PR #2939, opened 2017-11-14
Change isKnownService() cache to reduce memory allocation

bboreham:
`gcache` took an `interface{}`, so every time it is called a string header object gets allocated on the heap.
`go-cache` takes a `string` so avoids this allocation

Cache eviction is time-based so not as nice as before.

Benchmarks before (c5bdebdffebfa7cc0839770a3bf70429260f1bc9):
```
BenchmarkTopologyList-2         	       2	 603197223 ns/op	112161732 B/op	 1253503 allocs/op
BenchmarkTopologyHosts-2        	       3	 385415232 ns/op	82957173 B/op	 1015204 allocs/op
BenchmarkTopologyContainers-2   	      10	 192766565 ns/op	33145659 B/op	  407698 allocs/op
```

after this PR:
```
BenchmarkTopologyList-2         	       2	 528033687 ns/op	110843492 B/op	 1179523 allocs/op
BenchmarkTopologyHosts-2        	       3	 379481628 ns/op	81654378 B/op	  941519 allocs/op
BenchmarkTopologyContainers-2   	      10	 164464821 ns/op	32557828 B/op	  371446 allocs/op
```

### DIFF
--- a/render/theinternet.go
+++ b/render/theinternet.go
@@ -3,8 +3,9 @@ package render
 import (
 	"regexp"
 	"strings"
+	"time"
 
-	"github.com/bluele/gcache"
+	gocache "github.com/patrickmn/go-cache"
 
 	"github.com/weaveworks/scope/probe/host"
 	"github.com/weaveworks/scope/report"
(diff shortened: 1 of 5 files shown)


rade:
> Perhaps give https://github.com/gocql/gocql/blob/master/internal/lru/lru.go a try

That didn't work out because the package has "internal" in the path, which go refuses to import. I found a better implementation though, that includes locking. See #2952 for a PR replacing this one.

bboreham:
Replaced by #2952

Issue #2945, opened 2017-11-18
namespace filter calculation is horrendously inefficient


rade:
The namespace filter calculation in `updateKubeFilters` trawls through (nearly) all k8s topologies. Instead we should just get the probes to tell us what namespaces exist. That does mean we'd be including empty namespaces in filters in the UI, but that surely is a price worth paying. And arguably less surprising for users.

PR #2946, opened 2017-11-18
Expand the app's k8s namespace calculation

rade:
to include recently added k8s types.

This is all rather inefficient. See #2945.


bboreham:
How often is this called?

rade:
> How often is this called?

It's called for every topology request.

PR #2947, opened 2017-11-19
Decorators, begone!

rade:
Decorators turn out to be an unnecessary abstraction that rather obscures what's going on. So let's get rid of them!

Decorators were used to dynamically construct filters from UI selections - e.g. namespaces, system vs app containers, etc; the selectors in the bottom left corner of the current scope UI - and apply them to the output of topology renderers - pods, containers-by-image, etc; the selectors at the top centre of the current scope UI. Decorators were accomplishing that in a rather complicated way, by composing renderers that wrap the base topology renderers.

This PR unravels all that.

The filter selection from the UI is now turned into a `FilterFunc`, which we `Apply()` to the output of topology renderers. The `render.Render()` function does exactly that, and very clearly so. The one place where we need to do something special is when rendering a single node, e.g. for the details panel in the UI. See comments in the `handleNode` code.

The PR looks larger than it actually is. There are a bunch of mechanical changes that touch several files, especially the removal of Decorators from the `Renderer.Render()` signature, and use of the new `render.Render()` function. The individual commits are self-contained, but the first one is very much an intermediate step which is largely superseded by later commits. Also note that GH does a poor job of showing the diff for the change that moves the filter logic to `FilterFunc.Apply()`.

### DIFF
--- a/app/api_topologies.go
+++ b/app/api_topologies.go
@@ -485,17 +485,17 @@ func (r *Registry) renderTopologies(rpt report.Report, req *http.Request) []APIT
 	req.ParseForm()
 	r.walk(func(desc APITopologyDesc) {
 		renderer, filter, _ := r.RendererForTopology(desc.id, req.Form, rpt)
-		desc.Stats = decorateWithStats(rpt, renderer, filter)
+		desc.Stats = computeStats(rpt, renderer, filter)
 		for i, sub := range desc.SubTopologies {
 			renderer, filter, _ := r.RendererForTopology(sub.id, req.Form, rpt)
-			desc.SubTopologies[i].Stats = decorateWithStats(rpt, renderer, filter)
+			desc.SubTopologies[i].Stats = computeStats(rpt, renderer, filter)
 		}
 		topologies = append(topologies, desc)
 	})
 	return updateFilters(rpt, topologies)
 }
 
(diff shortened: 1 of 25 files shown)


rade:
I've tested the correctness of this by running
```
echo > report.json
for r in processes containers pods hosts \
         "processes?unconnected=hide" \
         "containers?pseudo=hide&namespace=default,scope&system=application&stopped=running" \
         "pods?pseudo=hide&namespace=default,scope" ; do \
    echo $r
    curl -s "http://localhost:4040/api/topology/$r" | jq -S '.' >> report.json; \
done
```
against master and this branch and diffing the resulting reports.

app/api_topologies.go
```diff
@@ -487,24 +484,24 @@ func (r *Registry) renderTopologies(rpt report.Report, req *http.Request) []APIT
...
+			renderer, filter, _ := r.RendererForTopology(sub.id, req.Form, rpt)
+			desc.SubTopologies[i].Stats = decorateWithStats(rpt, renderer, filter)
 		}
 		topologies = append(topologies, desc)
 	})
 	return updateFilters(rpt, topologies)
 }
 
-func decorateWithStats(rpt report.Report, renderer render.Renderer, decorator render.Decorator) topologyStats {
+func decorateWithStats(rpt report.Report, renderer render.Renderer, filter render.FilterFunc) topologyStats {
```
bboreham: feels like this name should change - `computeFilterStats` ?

# # # # # # #

* **What you have to do**
Your response should be each line that includes the word "every", copied from the records.

* **Response to this exercise**
`gcache` took an `interface{}`, so every time it is called a string header object gets allocated on the heap.
It's called for every topology request.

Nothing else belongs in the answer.